Saunders-Hastings Patrick, Hayes Bryson Quinn, Smith Robert, Krewski Daniel
University of Ottawa, McLaughlin Centre for Population Health Risk Assessment, 850 Peter Morand Crescent, Ottawa, Ontario, K1G 5Z3, Canada.
University of Ottawa, School of Epidemiology, Public Health, and Preventive Medicine, Faculty of Medicine, 451 Smyth Road, Ottawa, ON, K1H 8M5, Canada.
Infect Dis Model. 2017 Jul 5;2(3):341-352. doi: 10.1016/j.idm.2017.06.005. eCollection 2017 Aug.
Influenza pandemics emerge at irregular and unpredictable intervals to cause substantial health, economic and social burdens. Optimizing health-system response is vital to mitigating the consequences of future pandemics.
We developed a mathematical model to assess the preparedness of Canadian health systems to accommodate pandemic-related increases in patient demand. We identify vulnerable areas, assess the potential of inter-wave vaccination to mitigate impacts and evaluate the association between demographic and health-system characteristics in order to identify predictors of pandemic consequences.
Modelled average attack rates were 23.7-37.2% with no intervention and 2.5-6.4% with pre-vaccination.
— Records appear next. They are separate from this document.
PR #3142, opened 2026-09-08
feat(anolisa): honor editable config files

### LINKED ISSUE #3137: [TestAgent][anolisa] bug: type="config" 文件编辑仍触发 sha256_mismatch 组件 failed（#2269 未修复仍复现）
## Component

anolisa

## What happened?

layout 声明 `type = "config"` 的文件仍被按不可变文件校验：用户编辑配置文件后 `anolisa doctor` 报 `sha256_mismatch`，组件进入 `failed`：

```
$ anolisa install cfg-comp --backend raw
installed cfg-comp 1.0.0

$ echo "user edit" >> .../components/cfg-comp/settings.toml   # type="config" 文件

$ anolisa doctor cfg-comp
Doctor: 1 checked, 0 ok, 0 degraded, 1 failed

cfg-comp failed (1.0.0) scope=system
  error [health_sha256_mismatch] health check 'integrity:.../components/cfg-comp/settings.toml' reported 'sha256_mismatch'
```

对照组（同组件的普通 data 文件被编辑）同样报 mismatch——**config 类型声明对完整性校验行为没有任何影响**，`FileKind::Config`（manifest.rs，"Configuration file (purge-scoped on uninstall)"）未参与 integrity 语义。

原始 issue #2269 于 2026-08-10 关闭，未关联任何修复 PR（merged），anolisa 0.3.10 上仍 100% 复现。

## How can we reproduce it?

环境：Alinux 4 x86_64，anolisa 0.3.10（file:// raw fixture 仓库）。

1. 组件契约声明 config 文件 + 普通 data 文件：

```toml
[[component.layout.files]]
source = "share/settings.toml"
target = "{datadir}/components/cfg-comp/settings.toml"
mode = "0644"
type = "config"

[[component.layout.files]]
source = "data/plain.dat"
target = "{datadir}/components/cfg-comp/plain.dat"
mode = "0644"
```

2. `anolisa install cfg-comp --backend raw` → exit 0。
3. 对 settings.toml 追加一行（合法用户配置编辑）。
4. `anolisa doctor cfg-comp` → settings.toml 报 `sha256_mismatch` → 组件 `failed`。

复现稳定性：3/3。

## Expected behavior

- `type = "config"` 文件的编辑不应触发组件 `failed`（config 语义上就是给用户改的）。
- 普通不可变文件的篡改仍应被检出（对照组验证未过度放行——当前对照组正常报错，说明只是 config 分支缺失，不是整体失效）。

## Diagnostic output

anolisa 0.3.10-1.alnx4.x86_64（ECS `<ECS-IP>`，Alinux 4）。

kongche-jbw:
## Why

Editing a raw-installed `type = "config"` file makes `doctor` report
`sha256_mismatch` because installation drops the manifest file kind.

## What changed

Carry each file's kind and mode from its actual source mapping through archive
expansion, placement, and state recording. Remove destination-based inference,
which cannot distinguish separate source directories sharing or overlapping a
destination. Config files skip content hashing only after the shared integrity
probe's path, type, permission, and capability checks.

Legacy hydration recovers exact config declarations and directory declarations
only when every matching directory agrees on config semantics. Ambiguous legacy
files retain digest checking; conflicting directory modes are not guessed.
The rebase preserves main's post-install-hook digest refresh.

## Related issue

Closes #3137

## User / Agent impact

New raw installs retain accurate file kinds regardless of declaration order.
Config edits remain healthy; ordinary data and executable tampering is detected.
Legacy exact and unambiguous config declarations work without reinstalling.
For ambiguous legacy directory mappings, back up edited configs and reinstall to
record accurate kinds. Diagnostics remain read-only and do not interrupt services.

## Risk and compatibility

Owned state gains `kind = "config"`; older binaries cannot deserialize it.
File digests, capability rollback, and managed adapter inventory are retained.
No CLI flags, dependencies, or update/uninstall policy change.

## Validation

Linux ARM64, Rust 1.93.1, rebased onto `89c45da03`:

- `cargo check --locked`
- `cargo test --workspace --locked` — 2,483 passed, 1 existing ignored test

The expanded local-repository install/doctor regression reproduced the review
finding before the fix (`Config` instead of `File`). It covers both declaration
orders, distinct sources sharing a destination, overlapping destinations,
different source modes, exact mappings, config edits, immutable tampering,
unambiguous legacy recovery, conservative ambiguous legacy checks, and unchanged
state bytes after diagnostics. Core tests preserve missing-file, mode, Linux
capability, symlink, non-regular-file, and out-of-bounds failures.

macOS ARM64: the expanded regression, check, and docs pass. Workspace Clippy
reports only the existing unused capability error variants. Full-suite testing
encounters existing platform failures: the capability rollback missing-log test
and the managed-source symlink-root test. The latter was also reproduced on
unmodified `89c45da03`; Linux workspace gates pass without exclusions.

## Documentation and rollback

Updated both README languages, both user-guide languages, and the component
contract. Before downgrading, back up state and convert owned-file
`kind = "config"` entries to `kind = "file"`, restoring the old digest behavior.
Changelog and version changes remain release work.

### Ship Note

- Changed: editable raw config content no longer fails integrity checks.
- Known limitations: legacy recovery requires the installed manifest; mixed
  directory declarations without source provenance retain hashing until reinstall.
- Not covered: native RPM config policy and preserving edited configs on update.
- Verification: Linux workspace gates and install/doctor regression above.

### DIFF
--- a/src/anolisa/crates/anolisa-cli/src/commands/tier1/install/owned_ops.rs
+++ b/src/anolisa/crates/anolisa-cli/src/commands/tier1/install/owned_ops.rs
@@ -31,8 +31,8 @@ use anolisa_core::state::{FileOwner, ObjectKind, OwnedFile, OwnedFileKind, Servi
 use anolisa_core::state_store::StateStore;
 use anolisa_core::transaction::restore_backup_file;
 use anolisa_core::{
-    CapabilityRequest, FileKind, ResolvedInstallFile, ResolvedLifecycleHooks, ServiceActivation,
-    ServiceRequest, ServiceRunOutcome, ServiceScope, apply_capabilities, apply_services,
+    CapabilityRequest, FileKind, ResolvedLifecycleHooks, ServiceActivation, ServiceRequest,
+    ServiceRunOutcome, ServiceScope, apply_capabilities, apply_services,
     capability_for_install_mode, deactivate_services, run_hooks, service_for_install_mode,
     user_service_for_install_mode,
 };
@@ -67,7 +67,7 @@ fn rollback_capability_requests(
         .iter()
         .filter(|file| {
             file.owner == FileOwner::Anolisa
-                && file.kind == OwnedFileKind::File
+                && file.kind != OwnedFileKind::Symlink
                 && !file.capabilities.is_empty()
                 && backups.iter().any(|backup| backup.dest == file.path)
         })
@@ -440,7 +440,6 @@ impl OwnedOps for RawReplayOps<'_> {
                 &self.placed,
                 &manifest_path,
                 &prepared.manifest_toml,
-                &prepared.files,
                 &self.applied_capabilities,
             ),
             services: self.service_refs(&prepared.services),
@@ -1373,7 +1372,6 @@ impl OwnedOps for RawInstallOps<'_> {
                 &self.placed,
                 &manifest_path,
                 &prepared.manifest_toml,
-                &prepared.files,
                 &self.applied_capabilities,
             ),
             services: prepared
@@ -1470,7 +1468,6 @@ fn owned_file_rows(
     placed: &[InstalledFile],
     manifest_path: &Path,
     manifest_toml: &str,
-    contract_files: &[ResolvedInstallFile],
     applied_capabilities: &[CapabilityRequest],
 ) -> Vec<OwnedFile> {
     let mut files: Vec<OwnedFile> = placed
@@ -1485,15 +1482,13 @@ fn owned_file_rows(
             },
             kind: if f.referent.is_some() {
                 OwnedFileKind::Symlink
+            } else if f.kind == FileKind::Config {
+                OwnedFileKind::Config
             } else {
                 OwnedFileKind::File
             },
             referent: f.referent.clone(),
-            mode: expected_mode_for_path(&f.path, contract_files).or_else(|| {
-                (f.referent.is_none())
-                    .then(|| recorded_mode(&f.path))
-                    .flatten()
-            }),
+            mode: expected_mode(f),
             capabilities: capabilities_for_path(&f.path, applied_capabilities),
         })
         .collect();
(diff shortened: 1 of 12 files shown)


src/anolisa/crates/anolisa-cli/src/commands/tier1/install/owned_ops.rs
```diff
@@ -1493,36 +1497,43 @@ fn owned_file_rows(
...
-                }
-                None => "0755",
-            };
-            let octal = raw.trim().strip_prefix("0o").unwrap_or(raw.trim());
-            u32::from_str_radix(octal, 8)
-                .ok()
-                .filter(|mode| *mode <= 0o7777)
-                .map(|mode| format!("{mode:04o}"))
-        })
+        .max_by_key(|file| (file.dest == path, file.dest.components().count()))
```
ikunkun-sys: **[P1] Shared directory destinations bypass immutable-file integrity checks**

Peak acute-care demand was 7.5-19.5% of capacity with no intervention and 0.6-2.6% with pre-vaccination. The peak ICU demand was 39.3-101.8% with no intervention and 2.9-13.3% with pre-vaccination. Total mortality was 2258-7944 with no intervention and 88-472 with pre-vaccination. Regions of Southern Ontario were identified as most vulnerable to surges in patient demand. The strongest predictors of peak acute-care demand and ICU demand were acute-care bed capacity (R = -0.8697; r = 0.7564) and ICU bed capacity (R = -0.8151; r = 0.6644), respectively. Demographic characteristics had mild associations with predicted pandemic consequences.
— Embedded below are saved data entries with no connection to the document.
PR #219, opened 2025-04-14
Add patch for validation error types on inertia:install

pricci1:
This is part of https://github.com/inertiajs/inertia-rails/pull/215

As [commented](https://github.com/inertiajs/inertia-rails/pull/215#issuecomment-2797236643) in that PR, this changes add the suggested `inertia-rails.d.ts` type overrides to the `inertia:install` generator.

> Considering that the code [examples](https://github.com/inertiajs/inertia-rails/blob/4ceb8c357f6bfa7acc5b9c9ced7030cfbfde53b3/docs/guide/validation.md?plain=1#L17) in the documentation and the [generators](https://github.com/inertiajs/inertia-rails/blob/4ceb8c357f6bfa7acc5b9c9ced7030cfbfde53b3/lib/generators/inertia/scaffold_controller/templates/controller.rb.tt#L50) pass the errors as arrays, maybe the global re-export should be part of the setup guide or even the inertia:install [generator](https://inertia-rails.dev/guide/server-side-setup#rails-generator).

Also, as suggested by @skryukov, a link to the yet-to-be-merged cookbook is included in the `inertia-rails.d.ts` file.

### DIFF
--- a/lib/generators/inertia/install/frameworks.yml
+++ b/lib/generators/inertia/install/frameworks.yml
@@ -16,6 +16,7 @@ react:
     "tsconfig.app.json": "tsconfig.app.json"
     "tsconfig.node.json": "tsconfig.node.json"
     "vite-env.d.ts": "%{js_destination_path}/vite-env.d.ts"
+    "inertia-rails.d.ts": "%{js_destination_path}/types/inertia-rails.d.ts"
   copy_files_js:
     "InertiaExample.jsx": "%{js_destination_path}/pages/InertiaExample.jsx"
   copy_files:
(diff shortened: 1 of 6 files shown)


skryukov:
Thanks for the PR @pricci1!

I believe @bknoles has some pushback on this approach—maybe we should include the `inertia_errors` helper instead to align with Inertia.js types. I also tend to do that in the ShadCN starter, for example.

Another issue with this approach is the fragile nature of these type patches—that's a major downside to this approach tbh 🤔 

@bknoles wdyt?

pricci1:
I agree that it is quite fragile and another thing to maintain.

Feel free to close!

bknoles:
Yea, I like that we're documenting the "redefine the types" option but I don't want to bake it into the library. That said, I echo @skryukov to say thanks for the PR @pricci1 !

Inter-wave vaccination provided adequate acute-care resource protection under all scenarios; ICU resource adequacy was protected under mild disease assumptions, but moderate and severe diseases caused demand to exceed expected availability in 21% and 49% of study areas, respectively. Our study informs priority vaccine distribution strategies for pandemic planning, emphasizing the need for targeted early vaccine distribution to high-risk individuals and areas.
流感大流行不定期且不可预测地出现,造成巨大的健康、经济和社会负担。优化卫生系统应对措施对于减轻未来大流行的后果至关重要。
我们开发了一个数学模型,以评估加拿大卫生系统应对大流行相关患者需求增加的准备情况。我们确定脆弱领域,评估波间疫苗接种减轻影响的潜力,并评估人口和卫生系统特征之间的关联,以确定大流行后果的预测因素。
在无干预情况下,模拟的平均感染率为23.7%-37.2%,接种疫苗前为2.5%-6.4%。无干预时,急性护理需求峰值为容量的7.5%-19.5%,接种疫苗前为0.6%-2.6%。无干预时,重症监护病房需求峰值为39.3%-101.8%,接种疫苗前为2.9%-13.3%。无干预时总死亡人数为2258-7944人,接种疫苗前为88-472人。安大略省南部地区被确定为最易受患者需求激增影响的地区。急性护理需求峰值和重症监护病房需求的最强预测因素分别是急性护理床位容量(R = -0.8697;r = 0.7564)和重症监护病房床位容量(R = -0.8151;r = 0.6644)。人口特征与预测的大流行后果有轻微关联。
波间疫苗接种在所有情况下都提供了足够的急性护理资源保护;在轻度疾病假设下,重症监护病房资源充足得到保护,但在中度和重度疾病情况下,分别有21%和49%的研究区域需求超过预期可利用量。我们的研究为大流行规划的优先疫苗分配策略提供了信息,强调需要有针对性地尽早向高危个人和地区分配疫苗。